CoolSunTech
commented
9 years ago RTOS brief
A single real time interrupt is used to derive appropriate service rates for a series of task lists. Each task list runs to completion with no waits. Only in the background task when there is no work does the cpu wait or sleep.
All external activities are polled at an appropriate 'worse case' rate so the zone is guaranteed to work by design for all eventualities. (this must account for tick jitter due to CLI..SEI)
Signal processing algorithms such as filters, time-proportioning now all have a constant, jitter free, iteration rate ensuring correct operation.
The background should include - power on self test, initialisation, refresh routines (to/from eerom) other refresh non time critical stuff (error checking?)
Constants and control regs once initialized should be refreshed ie don't rely on volatile data not being corrupted.
=========== Real Time Exec Structure ======
This real time executive supports a number of task lists
each requiring a particular tick rate. For example -
L1 4k/s 250 us IR_srv
L2 1000/s 1ms adc, motion /4
L3 100/s 10 ms wdg, cycle_count, /10
L4 20/s 50 ms UI_state_machine, jbug ,display /5
/20
Background 1 sec non-critical tasks, Time, ee_cache, pwr_mgmt
Level 1 runs unconditionally to completion on each tick
Levels 2,3,4 are controlled by handshaking with a higher level thru
a combined task state/timer byte
background gets what's left but is required to complete every
1 secs otherwise RTE will dishonor the watchdog after a grace
period. If the background has to wait on L1-5 it may sleep.
State variable format
adcccccc where a = active, d = due, ccccc = count
The ms 2 bits encode the state as follows for Level x
00 not active/not due, return from intrpt
01 not active/due to run start lowest priority due
10 active(busy) return from intrpt
11 still busy and due again x overdue so error trap
All levels are time scheduled as an integer ratio to the level above
allowing upto a 60:1 ratio between rates of adjacent task levels.
The remainder of the byte is used as an upcounter and will automatically
set due when rolling over to zero. When a task starts it subtracts
the count for the desired period and clears 'due'. If
left initialized to 0 will incurr a start up delay of 64 ticks for
each timed level. Note all levels except L1 are interruptable but each
level can only be interrupted by a higher priority. Therfore all use the
same stacks; operations on shared globals are inherently indivisible for
the higher priority. The lower task ensures indivisibility by either
CLI..SEI to hold off L1 upto a max of 3.5 us
or setting and clearing a shared_data_lock to hold off L4 or L5
Note adc data shared between L3 and L4 is timed to be coherent.
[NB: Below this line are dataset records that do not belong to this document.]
PR #6357, opened 2024-07-01
[lexical] Feature: registerMutationListener should initialize its existing nodes

### LINKED ISSUE #6349: Bug: The extended TableNode does not work correctly.
Lexical version: 0.16.0

## Steps To Reproduce

1. create a new table node like:
```ts
export class MyTableNode extends TableNode {
  static getType(): string {
    return 'my-table';
  }
...
}
```
2. it will break all table functions since the `LexicalTablePlugin` not work correct at the line 135 in bottom image, `tableNodes` will be empty, so that the TableObserver will not be initialized.
image

### LINKED ISSUE #6356: Feature: registerMutationListener should be called with pre-existing DOM
## Description

See also https://github.com/facebook/lexical/issues/6349#issuecomment-2197536502

Typically when `registerMutationListener` is called, code is not written to check for any initial state. However, it's possible and sometimes desirable to do this lazily (e.g. lazy initialization of plug-ins, plug-ins registered after the initial state is rendered, etc.). Other listener features have this type of support, e.g. `registerNodeTransform` marks all nodes as dirty, `registerRootListener` immediately calls its listener, etc.

The rare case when you may not want this to happen can be handled with an additional option. One such case might be the `TableOfContentsPlugin`, which already handles lazy initialization correctly and has an efficient implementation. I haven't done any benchmarking on the pair of `HeadingNode` and `TextNode` mutation listeners that implement the continuous updates, but it's clearly much worse than a single traversal of the root's children.

## Impact

It will be easier to correctly implement mutation listeners correctly. You can be certain that every lexical node in the DOM has a corresponding `'created`' either when the mutation listener was registered, or when it was initially reconciled.

For performance sensitive use cases where this is not desired, a `skipInitialization` option will be available.

etrepum:
## Description

When `registerMutationListener` is called, if there are any existing nodes with that type, then the listener should immediately be called once with any existing nodes in the DOM from the previously reconciled state.

This makes it easier to implement mutation listeners correctly, especially for plug-ins that may be loaded lazily, and mirrors the behavior for `registerRootListener` and `registerNodeTransform` where it is expected that the code will be run for existing content (though there are other types listeners that do not have this behavior, I think it really makes the most sense for mutation listeners to behave this way). Some existing mutation listeners either did not support lazy loading, or did this incorrectly (e.g. by checking for an exact node type match instead of considering node replacement as in #6349).

This new "synthetic" mutation can be detected from the listener by checking for the `registerMutationListener` update tag, and it can be skipped entirely with the new `{skipInitialization: true}` option argument (mutation listeners registered in this way will have the same semantics as before this PR).

Closes #6356
Closes #6349

## Test plan

Unit tests are included. Only one existing unit test needed to be changed to use the new `{skipInitialization: true}` option.

I did have to fix an egregious react rules violation in [CodeActionMenuPlugin](https://github.com/facebook/lexical/pull/6357/commits/c73a70a6f526f4be6cee43081e3eb2560d3bffef) that caused an infinite rendering loop with this change, the registration needed to be wrapped in `useEffect`. The previous behavior was basically a memory & performance leak, fortunately only in playground code.


zurfyx (commented):
Thanks Bob! This is intentional:
1. Conceptually Nodes aren't "created" when you register the function.
2. The listeners weren't meant to be called immediately upon registration (the Root listener was meant to be a one-off).

Note that this is also a dangerous breaking change, the API is backward compatible but the behavior is not. Internally, we commonly pair this function with a Map to extend the behavior of the Node independently and these now repeated events can cause trouble with the initialization.

https://github.com/facebook/lexical/pull/4099 is a potential option to mitigate the issue. I think it is reasonable to have this build-in via a property (don't have strong opinions on 2.) but at the same time I'd advocate for a more flat API instead of yet another configuration object.

Would like to hear what other think about this as well.

etrepum:
`$nodesOfType` is not good for this use case because it only considers exact type, not node replacement by subclass, so it creates a different initial set than this version of `registerMutationListener`. If `$nodesOfType` worked I wouldn't really have been motivated to fix `registerMutationListener` this way.

etrepum:
Other than the number of calls, the breaking API change is unlikely to cause problems because it will just emit an initial created event where previously you had to do a separate read to discover them and this was only implemented correctly one time in the monorepo (it was implemented wrong in two places, and not implemented at all in several other places). Implementing `registerMutationListener` in this way removes the need for #4099 altogether, making the API simpler, at the cost of a mostly harmless breaking API change.

Alternatively the new behavior could be added with an option, or a separate function/method, but I would prefer the breaking change because it makes it much easier to write correct code and will probably even fix a few latent bugs.

fantactuka:
> 1. Conceptually Nodes aren't "created" when you register the function.
> 2. The listeners weren't meant to be called immediately upon registration (the Root listener was meant to be a one-off).

It depends on how editor's state is initialized. If `initialEditorState` is async then mutation listener will be initialized before it's executed and called for initial notes. It's likely less common use case though

> Note that this is also a dangerous breaking change, the API is backward compatible but the behavior is not. Internally, we commonly pair this function with a Map to extend the behavior of the Node independently and these now repeated events can cause trouble with the initialization.

+1, I did check registerMutationListener + $nodesOfType (commonly used to handle initial nodes) internally and it relies on nodeID which should avoid double initialization, but there could be usages that just go and mutate some DOM for 'created' mutation without tracking nodeID at all

fantactuka:
Re: `registerMutationListener` vs `registerNodesOfType`, I do agree with Bob that keeping simpler API is better here. Can think about rollout plan to simplify migration out of nodesOfType+registerMutationListener (e.g., making it opt-in for patch version bumb, and opt-out for minor)

etrepum:
An opt-in migration path sounds fine to me, we can use the existing option argument for that and explicitly use `{skipInitialization: false}` to get the new behavior now. The only place I was motivated to use `{skipInitialization: true}` in the monorepo was the TOC plugin (the one correct init-before-register implementation) and only because it is tracking state for multiple mutation listeners in one place so it would've been awkward to initialize it efficiently with the pair of initial calls.

zurfyx:
> `$nodesOfType` is not good for this use case because it only considers exact type, not node replacement by subclass, so it creates a different initial set than this version of `registerMutationListener`. If `$nodesOfType` worked I wouldn't really have been motivated to fix `registerMutationListener` this way.

This is not intentional, this function should look into replacements like we do elsewhere.

> Re: `registerMutationListener` vs `registerNodesOfType`, I do agree with Bob that keeping simpler API is better here. Can think about rollout plan to simplify migration out of nodesOfType+registerMutationListener (e.g., making it opt-in for patch version bumb, and opt-out for minor (or v1 if we do it soon enough))

@fantactuka Can you expand on what a simpler API means for you? In either case, it would be a one-liner. 

The concern I raised about the current implementation is that previously created nodes are also reported as `created`, and the (not-so-important) fact that we need to introduce another object to carry more conditionals once more.

etrepum:
The `registerNodesOfType` utility from #4099 is useful, but for different use cases (sometimes you do care about update or destroy, rather then tracking a single set). In fact, it would be even simpler to implement `registerNodesOfTypeListener` with this version of `registerMutationListener` because you can get rid of the separate initialization code.

```ts
export function registerNodesOfTypeListener(
  editor: LexicalEditor,
  klass: Klass<LexicalNode>,
  listener: (nodes: Set<NodeKey>) => void,
  fireImmediately: void | boolean = false,
): () => void {
  let nodes = new Set<NodeKey>();
  return editor.registerMutationListener(klass, (mutations, {updateTags}) => {
    let newNodes: Set<NodeKey> | null = null;
    for (const [key, mutation] of mutations) {
      const created = mutation === 'created';
      const destroyed = mutation === 'destroyed';
      if (created || destroyed) {
        if (newNodes === null) {
          newNodes = new Set(nodes);
        }
        if (created) {
          newNodes.add(key);
        }
        if (destroyed) {
          newNodes.delete(key);
        }
      }
    }
    if (newNodes !== null) {
      nodes = newNodes;
      if (fireImmediately || !updateTags.has('registerMutationListener')) {
        listener(nodes);
      }
    }
  }, {skipInitialization: false});
}
```

Other than a potential complexity/performance trade-off of tracking previously created nodes separately (which is opt-in here), what are the use cases for having a mutation listener that ignores initial creates? I think in most cases the existing code is just wrong (doesn't support lazy loading at all or doesn't correctly track existing nodes), and if it is right then it is probably already has "defenses" to work around the fact that it is not seeing a complete picture of the DOM nodes (e.g. tracking nodes in a separate map so that an update can be considered to be a create) so the worst case is usually just doing extra work (which would've happened in the TOC plug-in if I didn't opt-in to `skipInitialization`) or breaking a very sensitive test (e.g. tracking the number of calls). There was one case where it exposed a bug (`CodeActionsMenu` calling register outside of an effect with no clean-up!).

etrepum:
FWIW I don't think `$nodesOfType` can be fixed without taking an `editor` argument or depending on an `activeEditor` from `editor.update` (or #6347's `editor.read`) since the transform information isn't available on the `EditorState`.

etrepum:
I've added an internal cache (`getCachedTypeToNodeMap`) for the expensive calculation so that unnecessary work is not repeated when multiple mutation listeners are added in sequence without a reconciliation between them. This cache is also used by `$nodesOfType` when called with a read-only `activeEditorState`.

I've also changed the default to `skipInitialization: true` for backwards compatibility with notes in the documentation that this default will change in 0.17.0.

packages/lexical-playground/src/plugins/CodeActionMenuPlugin/index.tsx
```diff
@@ -109,26 +109,32 @@ function CodeActionMenuContainer({
...
+                break;
+
+              default:
+                break;
+            }
+          }
+        });
+        setShouldListenMouseMove(codeSetRef.current.size > 0);
+      },
+      {skipInitialization: false},
```
etrepum, line 134: CodeActionMenuPlugin did not previously handle initialization correctly

packages/lexical-code/src/CodeHighlighter.ts
```diff
@@ -818,18 +818,22 @@ export function registerCodeHighlighting(
...
+                updateCodeGutter(node as CodeNode, editor);
+              }
             }
           }
-        }
-      });
-    }),
+        });
+      },
+      {skipInitialization: false},
```
etrepum, line 835: CodeHighlighter did not previously handle initialization correctly

packages/lexical-playground/src/plugins/TableActionMenuPlugin/index.tsx
```diff
@@ -183,17 +183,21 @@ function TableActionMenu({
...
+          nodeMutations.get(tableCellNode.getKey()) === 'updated';
+
+        if (nodeUpdated) {
+          editor.getEditorState().read(() => {
+            updateTableCellNode(tableCellNode.getLatest());
+          });
+          setBackgroundColor(currentCellBackgroundColor(editor) || '');
+        }
+      },
+      {skipInitialization: true},
```
etrepum, line 199: TableActionMenuPlugin did handle initialization correctly (it only listens for updates)

packages/lexical-react/src/LexicalAutoEmbedPlugin.tsx
```diff
@@ -105,24 +105,23 @@ export function LexicalAutoEmbedPlugin<TEmbedConfig extends EmbedConfig>({
   }, []);
 
   const checkIfLinkNodeIsEmbeddable = useCallback(
-    (key: NodeKey) => {
-      editor.getEditorState().read(async function () {
+    async (key: NodeKey) => {
+      const url = editor.getEditorState().read(function () {
```
etrepum, line 109: This code was very sketchy previously, and only worked at all because it used `linkNode.__url`. We should probably have a lint that tells you not to use async for read or update

packages/lexical-react/src/LexicalAutoEmbedPlugin.tsx
```diff
@@ -146,7 +145,9 @@ export function LexicalAutoEmbedPlugin<TEmbedConfig extends EmbedConfig>({
     };
     return mergeRegister(
       ...[LinkNode, AutoLinkNode].map((Klass) =>
-        editor.registerMutationListener(Klass, (...args) => listener(...args)),
+        editor.registerMutationListener(Klass, (...args) => listener(...args), {
+          skipInitialization: true,
```
etrepum, line 149: This implementation is not compatible with `skipInitialization: false` because it resets if it sees `key === nodeKey` which would fire with `'created'`, could also be fixed by checking for `mutation !== 'created' && key === nodeKey`

packages/lexical-react/src/LexicalTableOfContentsPlugin.tsx
```diff
@@ -230,6 +230,8 @@ export function TableOfContentsPlugin({children}: Props): JSX.Element {
           setTableOfContents(currentTableOfContents);
         });
       },
+      // Initialization is handled separately
+      {skipInitialization: true},
```
etrepum, line 234: LexicalTableOfContentsPlugin already had an efficient and correct initialization (though this wouldn't break it)

packages/lexical-react/src/LexicalTablePlugin.ts
```diff
@@ -129,17 +128,6 @@ export function TablePlugin({
       }
     };
 
-    // Plugins might be loaded _after_ initial content is set, hence existing table nodes
-    // won't be initialized from mutation[create] listener. Instead doing it here,
-    editor.getEditorState().read(() => {
-      const tableNodes = $nodesOfType(TableNode);
```
etrepum, line 135: This was not correct because `$nodesOfType` can't consider node replacement without depending on the editor

packages/lexical-website/docs/concepts/dom-events.md
```diff
@@ -30,20 +30,20 @@ This can be a simple, efficient way to handle some use cases, since it's not nec
 
 ## 2. Directly Attach Handlers
 
-In some cases, it may be better to attach an event handler directly to the underlying DOM node of each specific node. With this approach, you generally don't need to filter the event target in the handler, which can make it a bit simpler. It will also guarantee that you're handler isn't running for events that you don't care about. This approach is implemented via a [Mutation Listener](https://lexical.dev/docs/concepts/listeners).
+In some cases, it may be better to attach an event handler directly to the underlying DOM node of each specific node. With this approach, you generally don't need to filter the event target in the handler, which can make it a bit simpler. It will also guarantee that your handler isn't running for events that you don't care about. This approach is implemented via a [Mutation Listener](https://lexical.dev/docs/concepts/listeners).
 
 ```js
+const registeredElements: WeakSet<HTMLElement> = new WeakSet();
```
etrepum, line 36: Just fixing the correctness and formatting of this relevant example, the state needs to be outside of the listener implementation!

packages/lexical/src/LexicalEditor.ts
```diff
@@ -825,15 +838,43 @@ export class LexicalEditor {
...
+      this.getRegisteredNode(klass),
+    ).klass;
+    const mutations = this._listeners.mutation;
+    mutations.set(listener, klassToMutate);
+    const skipInitialization = options && options.skipInitialization;
+    if (
+      !(skipInitialization === undefined
+        ? DEFAULT_SKIP_INITIALIZATION
+        : skipInitialization)
+    ) {
```
etrepum, line 866: Would be `const skipInitialization = options?.skipInitialization ?? DEFAULT_SKIP_INITIALIZATION;` if we could use null coalescing

StyleT (approved):
LGTM!

etrepum:
I updated the branch and the tests are passing again (I guess main was broken earlier this week)

packages/lexical-code/src/CodeHighlighter.ts
ivailop7: nice catch

ivailop7:
> I updated the branch and the tests are passing again (I guess main was broken earlier this week)

LGTM, could you check the new TableHoverActions plugin I added as well for rules violation as well, I copied a lot of from the CodeActions plugin and I'm on Mobile right now.

etrepum:
@ivailop7 good catch, the new `TableHoverActions` plugin did require `{skipInitialization: false}` for correct lazy initialization.

ivailop7:
> @ivailop7 good catch, the new `TableHoverActions` plugin did require `{skipInitialization: false}` for correct lazy initialization.

Thanks!

ivailop7:
Leaving to @zurfyx to merge

packages/lexical/src/LexicalEditor.ts
```diff
@@ -842,49 +883,51 @@ export class LexicalEditor {
...
+      klass.getType(),
+    );
+    if (!nodeMap) {
+      return;
+    }
+    const nodeMutationMap = new Map<string, NodeMutation>();
+    for (const k of nodeMap.keys()) {
+      nodeMutationMap.set(k, 'created');
+    }
+    if (nodeMutationMap.size > 0) {
```
zurfyx, line 915: For the sake of predictability I wonder if we should always call it regardless. This is sort of inline with my [previous comment](https://github.com/facebook/lexical/pull/6357#issuecomment-2200445030) but less radical, I understand that libraries like Rxjs follow similar patterns.

⭐️ This predicatibility also gives users more flexibility and the option flag becomes more of a convenience rather than a must-have.

packages/lexical-website/docs/concepts/listeners.md
```diff
@@ -81,15 +81,21 @@ Get notified when a specific type of Lexical node has been mutated. There are th
...
+If any existing nodes are in the DOM, and skipInitialization is not true, the listener
+will be called immediately with an updateTag of 'registerMutationListener' where all
+nodes have the 'created' NodeMutation. This can be controlled with the skipInitialization option
+(default is currently true for backwards compatibility in 0.16.x but will change to false in 0.17.0).
+
 ```js
 const removeMutationListener = editor.registerMutationListener(
   MyCustomNode,
-  (mutatedNodes) => {
+  (mutatedNodes, { updateTags, dirtyLeaves, prevEditorState }) => {
```
zurfyx, line 92: Is this correct?

packages/lexical/src/LexicalEditor.ts
```diff
@@ -211,6 +212,18 @@ export type MutatedNodes = Map<Klass<LexicalNode>, Map<NodeKey, NodeMutation>>;
...
 export type NodeMutation = 'created' | 'updated' | 'destroyed';
 
+export interface MutationListenerOptions {
+  /**
+   * Skip the initial call of the listener with pre-existing DOM nodes.
+   *
+   * The default is currently true for backwards compatibility with <= 0.16.1
+   * but this default is expected to change to false in 0.17.0.
+   */
+  skipInitialization?: boolean;
```
zurfyx, line 222: Is this the best term for users? Initialization describes the work done behind the users, for users it's merely skipping the first one. Do we even need? ⭐️

packages/lexical/src/LexicalUtils.ts
```diff
@@ -1118,16 +1118,21 @@ export function setMutatedNode(
...
+    return nodes ? [...nodes.values()] : [];
+  }
   const nodes = editorState._nodeMap;
   const nodesOfType: Array<T> = [];
   for (const [, node] of nodes) {
     if (
       node instanceof klass &&
       node.__type === klassType &&
-      (readOnly || node.isAttached())
+      node.isAttached()
```
zurfyx, line 1135: I think this is correct. I believe I added the `readOnly` flag before the GC fix

packages/lexical/src/LexicalUtils.ts
```diff
@@ -1691,3 +1696,34 @@ export function $getAncestor<NodeType extends LexicalNode = LexicalNode>(
 export function $getEditor(): LexicalEditor {
   return getActiveEditor();
 }
+
+/** @internal */
+export type TypeTodNodeMap = Map<string, NodeMap>;
```
zurfyx, line 1701: Nit, typo
```suggestion
export type TypedToNodeMap = Map<string, NodeMap>;
```

packages/lexical/src/LexicalEditor.ts
etrepum: I don't have a strong preference one way or the other, correct code won't notice a difference. The current zero check is "more" backwards compatible in that the behavior only changes if the mutation is registered after the initial reconciliation, so I think more tests will end up having to change a bit (the ones based on call count rather than meaningful substance). Since we ended up with an option and a deprecation phase I think either is fine. Anyone else have an opinion about this?

packages/lexical-website/docs/concepts/listeners.md
etrepum: Yes, as far as I can tell
```ts
export type MutationListener = (
  nodes: Map<NodeKey, NodeMutation>,
  payload: {
    updateTags: Set<string>;
    dirtyLeaves: Set<string>;
    prevEditorState: EditorState;
  },
) => void;
```

packages/lexical/src/LexicalEditor.ts
etrepum: We need an option because on the call it was discussed that we need the default behavior to be exactly the current behavior. When the default changes, it should be very rare to have to specify this option, which is why it should have a name that implies that the default is false. I don't have a strong preference as to whether it's called "skipInitialization" or "doNotSendCreateEventForExistingDOM" or whatever.

packages/lexical/src/LexicalUtils.ts
etrepum: `readOnly` can never happen here anymore because there's an early exit for that case above

```ts
  if (editorState._readOnly) {
    const nodes = getCachedTypeToNodeMap(editorState).get(klassType) as
      | undefined
      | Map<string, T>;
    return nodes ? [...nodes.values()] : [];
  }
```

packages/lexical/src/LexicalUtils.ts
etrepum: Good catch! Looks like I didn't finish a refactor from one naming convention to another *and* had a typo in there.

zurfyx (approved):
Stamping, sorry for the back and forth, let's maybe take some time next session to discuss the nits that are relevant for the version bump. Merging as soon as the tests pass since @ivailop7 and @StyleT have already given their thumb up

Stacks are sized accordingly
Lower levels may become due only when all higher levels become due.
The highest priority which is due/active will start/continue and lower priorities will have
to wait until all higher tasks have run to completion. Since the starting time
of lower levels is uncertain synchronisation with higher tasks may require
extra effort to latch the data according to the phase of the state variable
count of the lower task and not when the task runs.
If there are no due/active levels the rte returns from whence it came which is the
background task.
Overdue levels (still active but due)are considered lost and will error trap.
An overdue background is permitted a grace period to allow for occasional
peak load (ee update etc) since the bkgd is non time critical.
RTE service routine outline:
- always run level 1 tasks
- if (powerfail flag) shed load, save to eerom and shut down
- update counters and trap on overdue task lists
- find highest priority due or active tasklist and start/continue
- otherwise return to background
@CoolSunTech - worth a discussion for revision purposes!!